Inside Nike's big bet on Michael Jordan's valuable shoe | Video

The Jordan Machine: ~$7 Billion a Year

Air Jordan isn’t just a sneaker line—it’s a franchise. The brand reliably generates around $7 billion in annual revenue, dwarfing many full apparel labels. What began as a rookie bet in 1984 has become a global ecosystem: heritage retros, boutique collabs, on‑court performance models, and a steady apparel/accessories engine.
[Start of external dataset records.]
PR #845, opened 2022-08-06
nrnivmodl_core_makefile: fix SDKROOT

alexsavulescu:
**Description**

Needed for neuronsimulator/nrn#1939

CI_BRANCHES:NEURON_BRANCH=fixmf


olupton (approved):
I guess the logic here is that the old code baked in an SDK path from CMake-time that might not be appropriate on a user machine at nrnivmodl-core-time?

alexsavulescu:
> I guess the logic here is that the old code baked in an SDK path from CMake-time that might not be appropriate on a user machine at nrnivmodl-core-time?

Indeed. We were "lucky" the SDKs were there for testing :)

PR #847, opened 2022-08-09
Fixing race condition in cell permute 2

kotsaloscv:


olupton (approved):
LGTM...I guess you have checked locally the correctness and performance with one/both of 22.5/22.7 (I don't think it's straightforward to test that in the automatic CI)?

I'm also wondering whether this change makes it easy to address https://github.com/BlueBrain/CoreNeuron/blob/aef38da7ac29fa931a586812b0880504505c8396/tests/unit/solver/test_solver.cpp#L29 and improve the coverage a little there? What do you think?

kotsaloscv:
> LGTM...I guess you have checked locally the correctness and performance with one/both of 22.5/22.7 (I don't think it's straightforward to test that in the automatic CI)?
> 
> I'm also wondering whether this change makes it easy to address
> 
> https://github.com/BlueBrain/CoreNeuron/blob/aef38da7ac29fa931a586812b0880504505c8396/tests/unit/solver/test_solver.cpp#L29
> 
> and improve the coverage a little there? What do you think?

Yes it is tested with both 22.5 & 22.7. 

Indeed we can include the cell permute 2 CPU version to the test. I will do it.
Thanks for the feedback!

coreneuron/permute/cellorder.cpp
```diff
@@ -600,15 +588,24 @@ void solve_interleaved2(int ith) {
     defined(_OPENACC)
         int nstride = stridedispl[nwarp];
 #endif
-        nrn_pragma_acc(parallel loop gang vector vector_length(
-            warpsize) present(nt [0:1],
+        /* If we compare this loop with the one from cellorder.cu (CUDA version), we will understand
```
kotsaloscv, line 591: @olupton @pramodk 
Here is the explanation on how the loop works in comparison to the CUDA counterpart.

olupton (approved):

pramodk (approved):
LGTM.

(discussed some of the questions with Christos offline)

PR #848, opened 2022-08-10
Header-only mode for Boost unit tests

olupton:
**Description**
The new solver unit test is failing on newer Red-Hat-based distributions:
- https://github.com/neuronsimulator/nrn-build-ci/runs/7758969675?check_suite_focus=true#step:7:34958
- https://github.com/neuronsimulator/nrn-build-ci/runs/7758969737?check_suite_focus=true#step:7:34889
- https://github.com/neuronsimulator/nrn-build-ci/runs/7758969895?check_suite_focus=true#step:7:34954

This seems to be because that test included the Boost unit test framework in header-only mode but then links against an external copy of the library.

Why it sells: (1) Iconography—the Jumpman is luxury‑level recognition. (2) Scarcity + cadence—tight retro calendars and story drops keep demand hot. (3) Cross‑culture gravity—basketball × hip‑hop × streetwear × fashion. (4) Laddered pricing—from kids’ GRs to Tier‑0 collabs, there’s an entry for every wallet.

How the engine runs: Nike’s demand‑creation machine (storytelling, athlete seeding, SNKRS data) pairs with Jordan Brand’s archive. Retro 1/3/4/11 serve as annual tent‑poles; regionals and limiteds drive FOMO; strategic restocks harvest late adopters. Resale validates the hype loop.
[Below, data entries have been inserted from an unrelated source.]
PR #850, opened 2022-08-24
Use last hpc-coding-conventions formatter script

alkino:
Usa last version of hpc-coding-conv

### DIFF
--- a/.bbp-project.yaml
+++ b/.bbp-project.yaml
@@ -1,0 +1,8 @@
+tools:
+  ClangFormat:
+    enable: True
+    include:
+      match:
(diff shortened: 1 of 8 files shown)


olupton:
We need to translate this: https://github.com/BlueBrain/CoreNeuron/blob/4a25a6bb789b84456e9f220d5978b9c10bcbdf49/CMakeLists.txt#L88-L98 for the new hpc-coding-conventions.

For the single Python file, I guess we can just commit the updated version.

pramodk (approved):
looks reasonable to me!

PR #408, opened 2021-08-05
Make the 'Edit recording comments' button appear again

kellnerd:
The script will now run after the page and all resources are loaded and page scripts have run. This will be later than before and (hopefully) after any React redraws which undid the DOM changes done by the script.

Tested and working with Violentmonkey under Firefox, for Tampermonkey document-idle is the default value anyway.

See https://community.metabrainz.org/t/541943 where the problem has also been reported and where I will ask for some additional test users with different browser / userscript manager setups.


murdos:
Thanks @kellnerd !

From court to culture: Air Jordan sells identity as much as product. A black‑and‑red high‑top isn’t just leather and rubber—it’s Be Like Mike, ’90s royalty, and the idea that excellence can be worn. That’s why decades‑old designs still move in billions: nostalgia meets perpetual newness.

Bottom line: pair the most storied athlete ever with the best go‑to‑market machine in footwear and you get a blockbuster studio model—multiple tent‑poles each year, endless spin‑offs, and fans lining up for the next premiere.